And there is a gradient boosting as model of the pipeline.
numeric_features = X.select_dtypes("number").columns.to_list()
object_features = X.select_dtypes("O").columns.to_list()
date_time_transformer = FunctionTransformer(
lambda X: pd.DataFrame({
"day" : X.dt.day,
"month" : X.dt.month,
"year" : X.dt.year
}),
feature_names_out = (
lambda tr, inp:
["day", "month", "year"]
)
)
my_transformer = ColumnTransformer([
("numeric_transformer", StandardScaler(), numeric_features),
("object_transformer", OneHotEncoder(), object_features),
("datetime_transformer", date_time_transformer, "date feature")
])
pl = Pipeline([
("transformer", my_transformer),
("model", GradientBoostingRegressor(random_state=10))
])
pl=pl.fit(X,y)
Feature importances#
Now this is what we’re all about. Now, let’s say that for reasons of optimising the algorithm we need to get variables that are not important for decision making. Gradient Boosting has feature_importances_
for such purposes. But as you can see in the following cell, it is completely useless in the raw view.

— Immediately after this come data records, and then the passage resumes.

PR #21531, opened 2018-06-18
BUG: Allow IOErrors when attempting to retrieve default client encoding.

### LINKED ISSUE #21552: BUG: mod_wsgi restricting access to stdout throws unhandled IOError.
#### Problem description
We're using pandas on the backend of our internal web server for a few utilities. Any attempt to import the library causes an IOError to be thrown due to our setup of mod_wsgi restricting stdout access by default (WSGIRestrictStdout On).

The cause of this error is an attempt to get the client encoding on init when registering options. A call is made to detect_client_encoding() in console.py under pandas/io/formats/ which is throwing the IOError. The call to sys.stdout.encoding in this function is contained inside a try/except block, however, the except statement is limited to an AttributeError.

I propose we expand this except statement to allow for both AttributeErrors and IOErrors.

#### Details
<details>
INSTALLED VERSIONS

------------------

commit: e2d5958bb111cb9a87b307a963f57ea8cc775646
python: 2.7.15.final.0
python-bits: 64
OS: Linux
OS-release: 4.16.14-300.fc28.x86_64
machine: x86_64
processor: x86_64
byteorder: little
LC_ALL: None
LANG: en_US.UTF-8
LOCALE: None.None

pandas: 0.24.0.dev0+118.ge2d5958bb
pytest: 3.6.1
pip: 9.0.3
setuptools: 39.2.0
Cython: 0.28.3
numpy: 1.14.5
scipy: None
pyarrow: None
xarray: None
IPython: None
sphinx: None
patsy: None
dateutil: 2.7.3
pytz: 2018.4
blosc: None
bottleneck: None
tables: None
numexpr: None
feather: None
matplotlib: None
openpyxl: None
xlrd: None
xlwt: None
xlsxwriter: None
lxml: None
bs4: None
html5lib: None
sqlalchemy: None
pymysql: None
psycopg2: None
jinja2: None
s3fs: None
fastparquet: None
pandas_gbq: None
pandas_datareader: None
</details>

JayOfferdahl:
- [X] closes #21552 

When using mod_wsgi, access to sys.stdout is restricted by default. To handle this case, catch a base exception instead of a more specific AttributeError during this process to include the thrown IOError by mod_wsgi.


WillAyd:
- Is this referencing a particular issue?
- Is there any other option besides catching base Exception (tend to avoid this if we can)
- Can you add tests?

JayOfferdahl:
* Is this referencing a particular issue?
    - I haven't raised an issue for this as it just came up this morning.
* Is there any other option besides catching base Exception (tend to avoid this if we can)
    - We could instead widen the exception clause to just AttributeError and IOError.
* Can you add tests?
    - Will do.

WillAyd:
OK thanks - if you could open an issue and reference it then that would be preferable (typically PRs are only allowed without an issue if they are DOC updates).

You'll also want a whatsnew note to describe the bug and reference the issue. Next minor release is 0.23.2 at this point

pandas/io/formats/console.py
```diff
@@ -21,7 +21,7 @@ def detect_console_encoding():
     encoding = None
     try:
         encoding = sys.stdout.encoding or sys.stdin.encoding
-    except AttributeError:
+    except Exception:
```
gfyoung: Why can't we just `except` both on `AttributeError` and `IOError` ?  I generally try to avoid using the broad `Exception` unless we have good reason to.

pandas/tests/io/formats/test_console.py
```diff
@@ -0,0 +1,34 @@
...
+    raise error
+
+
+def test_detect_console_encoding_stdout(monkeypatch):
+    monkeypatch.setattr('sys.stdin.encoding', '')
+    monkeypatch.setattr('sys.stdout.encoding', 'foo')
+    assert detect_console_encoding() == 'foo'
+
+
+def test_detect_console_encoding_stdin(monkeypatch):
```
jreback: can you add some comments on what is being tested here.

doc/source/whatsnew/v0.23.2.txt
```diff
@@ -65,7 +65,7 @@ Bug Fixes
 **I/O**
 
 - Bug in :func:`read_csv` that caused it to incorrectly raise an error when ``nrows=0``, ``low_memory=True``, and ``index_col`` was not ``None`` (:issue:`21141`)
--
+- Bug in :meth:`detect_client_encoding` where potential IOError goes unhandled when importing in a mod_wsgi process due to restricted access to stdout. (:issue:`21552`)
```
jreback: double backticks on IOError

jreback (changes requested):
looks ok, getting to pass travis might be a bit tricky.

JayOfferdahl:
Thanks for the feedback, made some changes to tests to cover more cases and provide some insight as to what they're doing. Is there anything special I need to do to get this working with travis?

jreback:
looks like it might be tricky to monkeypatch how you are doing it: https://travis-ci.org/pandas-dev/pandas/jobs/394566147

does this test run locally?

JayOfferdahl:
Interesting...it runs locally just fine...I'll probably need to patch stdout/stdin like the other tests and provide the property on that patched object.

JayOfferdahl:
I've updated the test to mock out stdout/stdin instead of trying to change their encoding attribute. I do the same in other tests so I'm assuming this will work fine with travis.

Apologies for the slow turn around on this one!

pandas/tests/io/formats/test_console.py
```diff
@@ -0,0 +1,51 @@
...
+])
+def test_detect_console_encoding_from_stdout_stdin(monkeypatch, empty, filled):
+    # Ensures that when sys.stdout.encoding or sys.stdin.encoding is used when
+    # they have values filled.
+    class MockEncoding(object):
+        def __init__(self, encoding):
+            super(MockEncoding, self).__init__()
+            self.encoding = encoding
+
+    monkeypatch.setattr('sys.{}'.format(empty), MockEncoding(''))
```
WillAyd: Any chance you saw the context manager for monkeypatch? Seems to be preferred for patching standard library items (may require a version bump for pytest dependency).

JayOfferdahl:
@WillAyd I've taken a look at the context manager and have updated these tests. Looks like I missed the 0.23.2 release...my own fault, of course. Should I put my note in the 0.24 whatsnew document? Not sure how you all handle bugs in non-minor release versions.

Side note: I did have to upgrade pytest to 3.6.3, I'm almost certain that this will break travis since it won't have that version (maybe I'm wrong) -- where does this get specified?

pandas/tests/io/formats/test_console.py
```diff
@@ -0,0 +1,54 @@
...
+def mock_raises_exception(error=Exception):
+    raise error
+
+
+@pytest.mark.parametrize('empty,filled', [
+    ['stdin', 'stdout'],
+    ['stdout', 'stdin']
+])
+def test_detect_console_encoding_from_stdout_stdin(monkeypatch, empty, filled):
+    # Ensures that when sys.stdout.encoding or sys.stdin.encoding is used when
```
WillAyd: Can add a reference to the issue for this and the other new tests, i.e. `# GH 21552`

pandas/tests/io/formats/test_console.py
```diff
@@ -0,0 +1,54 @@
...
+        assert detect_console_encoding() == filled
+
+
+@pytest.mark.parametrize('stdEncoding', [
+    partial(mock_raises_exception, AttributeError),
+    partial(mock_raises_exception, IOError),
+    lambda: 'ascii'
+])
+def test_detect_console_encoding_fallback_to_locale(monkeypatch, stdEncoding):
+    monkeypatch.setattr('locale.getpreferredencoding', lambda: 'foo')
```
WillAyd: Can put this in the context manager, no?

WillAyd (changes requested):
@JayOfferdahl no worries on timing - we tentatively have a 0.23.3 bug fix release that you can move the whatsnew entry to. Looks like you also have some LINTing errors to address

@jreback do you have any opposition to increasing the min version of pytest to 3.6? It's a relatively new release but the context manager for monkey patching I think is a useful and clean feature

jreback:
no problem bumping pytest version (separate PR)

JayOfferdahl:
Made the linter changes...Have there been any consideration into putting that step in a pre-commit hook? Other than that, it appears that the 0.23.3 release already went out (July 7th) so I put the line in the 0.23.4 whatsnew file; let me know if this was an error.

doc/source/whatsnew/v0.23.2.txt
```diff
@@ -89,6 +89,8 @@ Bug Fixes
 
 - Bug in :func:`read_csv` that caused it to incorrectly raise an error when ``nrows=0``, ``low_memory=True``, and ``index_col`` was not ``None`` (:issue:`21141`)
 - Bug in :func:`json_normalize` when formatting the ``record_prefix`` with integer columns (:issue:`21536`)
+- Bug in :meth:`detect_client_encoding` where potential ``IOError`` goes unhandled when importing in a mod_wsgi process due to restricted access to stdout. (:issue:`21552`)
```
jreback: remove from here

doc/source/whatsnew/v0.23.4.txt
```diff
@@ -41,7 +41,7 @@ Bug Fixes
 
 **I/O**
 
--
+- Bug in :meth:`detect_client_encoding` where potential ``IOError`` goes unhandled when importing in a mod_wsgi process due to restricted access to stdout. (:issue:`21552`)
```
jreback: let’s put in 0.24 instead

pandas/tests/io/formats/test_console.py
```diff
@@ -0,0 +1,57 @@
+from functools import partial
+import pytest
+
+from pandas.io.formats.console import detect_console_encoding
+
+
+def mock_raises_exception(error=Exception):
```
jreback: what is this for?

pandas/tests/io/formats/test_console.py
```diff
@@ -0,0 +1,57 @@
...
+@pytest.mark.parametrize('stdEncoding', [
+    partial(mock_raises_exception, AttributeError),
+    partial(mock_raises_exception, IOError),
+    lambda: 'ascii'
+])
+def test_detect_console_encoding_fallback_to_locale(monkeypatch, stdEncoding):
+    # GH 21552
+    with monkeypatch.context() as context:
+        context.setattr('locale.getpreferredencoding', lambda: 'foo')
+        context.setattr('sys.stdout', stdEncoding)
```
jreback: just directly use

with pytest raises

jreback (changes requested):
the mock raises is
plain confusing here - pls simplify

JayOfferdahl:
Thanks for the feedback on the mock_raises_exception. Using pytest.raises is much simpler. I moved the whatsnew entry to 0.24 and took it out of both of the others.

JayOfferdahl:
Any update here?

jreback (commented):
so these tests fail w/o the fix?

JayOfferdahl:
Well this is embarrassing: No. When I updated the tests to use pytest.raises in the parameterized sections, I failed to include a case where IOError was raised. The pytest.raises ExecInfo object was then sent into the first try block and raised it's own AttributeError (which was caught) because it doesn't have an encoding attribute. 

The reason I originally had the 'mock_raises_exception' madness was because I want the input to raise an exception when accessed, so that it may be caught inside the function. As far as I can tell, pytest doesn't offer this functionality (using Mock, I would just have this as a side_effect on my mocked object).

Am I missing something with pytest.raises? I'm not trying to assert that an exception being raised was the end of the test, but rather that the function handled the exception and moved on.

WillAyd:
`pytest.raises` is typically used as a context manager so I don't think it serves the purpose for what you are trying to do. Does raising via a UDF not work?

JayOfferdahl:
I pushed an attempt at solving this problem. I ended up moving that MockEncoding class outside of the test class and extended it a little bit. Yes, I know this is a dirty solution -- let me know if you guys can think of any way to improve it.

WillAyd:
Hmm yea this is kind of a corner case...would be nice with `mock` but I don't think that's feasible to manage with our Py27 compat. Unless @jreback has any objection I think we can stick with what you have, though add a comment to the class that says `TODO(py27): replace with mock` so we can get rid of it when we drop support

JayOfferdahl:
Sounds good to me. I did get a pylint warning about the TODO -- is this going to fail in Travis?

WillAyd:
Looks like it. You can move the comment inline with the class name

JayOfferdahl:
Inline with the class name gave the same error...ended up putting this in the docstring. This should still be just as easy to discover, I assume.

pandas/tests/io/formats/test_console.py
```diff
@@ -0,0 +1,71 @@
+import pytest
+
+from pandas.io.formats.console import detect_console_encoding
+
+
+class MockEncoding(object):
+    """
+    TODO(py27): replace with mock
```
WillAyd: I didn't see the LINT errors before but maybe you got it mixed up with the one I've commented on below? I still think inline with the `class` block opening would be preferable. Certainly a nit, but I haven't seen TODOs embedded in docstrings like this before

pandas/tests/io/formats/test_console.py
```diff
@@ -0,0 +1,71 @@
...
+    side effect should be an exception that will be raised.
+    """
+    def __init__(self, encoding):
+        super(MockEncoding, self).__init__()
+        self.val = encoding
+
+    @property
+    def encoding(self):
+        return raiseOrReturn(self.val)
+
```
WillAyd: The current LINT error is because you are missing a blank line here

pandas/tests/io/formats/test_console.py
```diff
@@ -0,0 +1,71 @@
...
+def raiseOrReturn(val):
```
WillAyd: Prefer PEP8 naming, so let's call this `raise_or_return`

pandas/tests/io/formats/test_console.py
```diff
@@ -0,0 +1,71 @@
...
+    # Ensures that when sys.stdout.encoding or sys.stdin.encoding is used when
+    # they have values filled.
+    # GH 21552
+    with monkeypatch.context() as context:
+        context.setattr('sys.{}'.format(empty), MockEncoding(''))
+        context.setattr('sys.{}'.format(filled), MockEncoding(filled))
+        assert detect_console_encoding() == filled
+
+
+@pytest.mark.parametrize('stdEncoding', [
```
WillAyd: PEP8 so `std_encoding` or simply `encoding`

WillAyd (changes requested):

JayOfferdahl:
Changes made. I was using the regular pylint package and not flake8, which explains the difference. Apologies, and thanks for spending so much time on this, I really appreciate it.

pandas/tests/io/formats/test_console.py
```diff
@@ -0,0 +1,71 @@
...
+    def __init__(self, encoding):
+        super(MockEncoding, self).__init__()
+        self.val = encoding
+
+    @property
+    def encoding(self):
+        return raise_or_return(self.val)
+
+
+def raise_or_return(val):
```
WillAyd: Can this be moved as an instance method of `MockEncoding`?

JayOfferdahl: I'm also using it down below to test when defaulting to system default -- it covers the same goal of throwing an exception like above here. I could make it a static method of MockEncoding, but I thought using that object for both cases wouldn't make sense since the encoding property is only being consumed from accesses by stdout or stdin. What do you think?

JayOfferdahl: @WillAyd did you see this?

WillAyd: Let's make this a class method just so all of the relevant constructs stay together

pandas/tests/io/formats/test_console.py
```diff
@@ -0,0 +1,71 @@
...
+    # GH 21552
+    with monkeypatch.context() as context:
+        context.setattr('locale.getpreferredencoding', lambda: 'foo')
+        context.setattr('sys.stdout', encoding)
+        assert detect_console_encoding() == 'foo'
+
+
+@pytest.mark.parametrize('std,locale', [
+    [MockEncoding('ascii'), lambda: 'ascii'],
+    [MockEncoding('ascii'), lambda: raise_or_return(Exception)],
```
WillAyd: Instead of mixing usage of `raise_or_return` here for each parameter just do it in the body of the function; should work for all parameters since in case of a string it returns the  string anyway

WillAyd (changes requested):
2 minor comments

WillAyd (approved):
lgtm so long as it goes green. @jreback

WillAyd:
@JayOfferdahl can you rebase?

JayOfferdahl:
Of course, is the general work flow to just squash all of my changes down into one commit and rebase on top of master or should I merge master into this?

WillAyd:
Merge master in

doc/source/whatsnew/v0.24.0.txt
```diff
@@ -673,7 +673,7 @@ I/O
 
 - :func:`read_html()` no longer ignores all-whitespace ``<tr>`` within ``<thead>`` when considering the ``skiprows`` and ``header`` arguments. Previously, users had to decrease their ``header`` and ``skiprows`` values on such tables to work around the issue. (:issue:`21641`)
 - :func:`read_excel()` will correctly show the deprecation warning for previously deprecated ``sheetname`` (:issue:`17994`)
--
+- Bug in :meth:`detect_client_encoding` where potential ``IOError`` goes unhandled when importing in a mod_wsgi process due to restricted access to stdout. (:issue:`21552`)
```
WillAyd: Maybe move to 0.23.5? @jreback

gfyoung: Is this a regression?  If not, I would probably stay with `0.24.0` unless there is a compelling reason to backport-patch this bug.

WillAyd (approved):
lgtm @jreback

JayOfferdahl:
Any update here?

gfyoung (approved):
Sorry that this fell through the cracks!  This looks good to merge from me as well.

cc @jreback

jreback (changes requested):
do we have other console tests that can go in here?

jreback (approved):

jreback:
this is fine. can you rebase, and ping on green (@WillAyd  / @gfyoung ok to merge then)

WillAyd:
Thanks @JayOfferdahl !

JayOfferdahl:
Thank you, and thanks for the help throughout the process!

pl.steps[1][1].feature_importances_
array([2.47289298e-01, 2.38966681e-03, 6.15139879e-03, 3.53447551e-03,
2.19951240e-03, 2.66402624e-01, 2.55979225e-02, 3.09790962e-04,
0.00000000e+00, 0.00000000e+00, 3.75741598e-04, 0.00000000e+00,
3.18557550e-04, 3.17112646e-04, 1.10644546e-04, 0.00000000e+00,
1.78952666e-05, 6.46668227e-05, 1.86142792e-04, 0.00000000e+00,
0.00000000e+00, 6.72328698e-05, 3.92795818e-02, 6.38885869e-03,
0.00000000e+00, 2.91394844e-03, 3.50356952e-02, 0.00000000e+00,
2.84008478e-04, 7.04788804e-05, 0.00000000e+00, 2.07779652e-04,
3.93672142e-06, 1.13211846e-04, 3.99649454e-04, 3.79798469e-04,
7.83053217e-02, 0.00000000e+00, 5.75348690e-02, 1.12977377e-03,
9.39223697e-05, 0.00000000e+00, 0.00000000e+00, 2.15973947e-05,
6.86836029e-04, 9.17177949e-04, 1.04394168e-03, 7.12935589e-05,
0.00000000e+00, 0.00000000e+00, 0.00000000e+00, 0.00000000e+00,
4.43880249e-02, 8.11633707e-03, 2.73218256e-04, 0.00000000e+00,
7.81992544e-03, 4.35630916e-02, 2.05404571e-04, 4.53438250e-04,
6.85197453e-04, 0.00000000e+00, 2.29351672e-02, 0.00000000e+00,
1.39065136e-02, 0.00000000e+00, 0.00000000e+00, 0.00000000e+00,
0.00000000e+00, 0.00000000e+00, 0.00000000e+00, 0.00000000e+00,
0.00000000e+00, 9.06998067e-04, 7.62847932e-02, 2.47526727e-04])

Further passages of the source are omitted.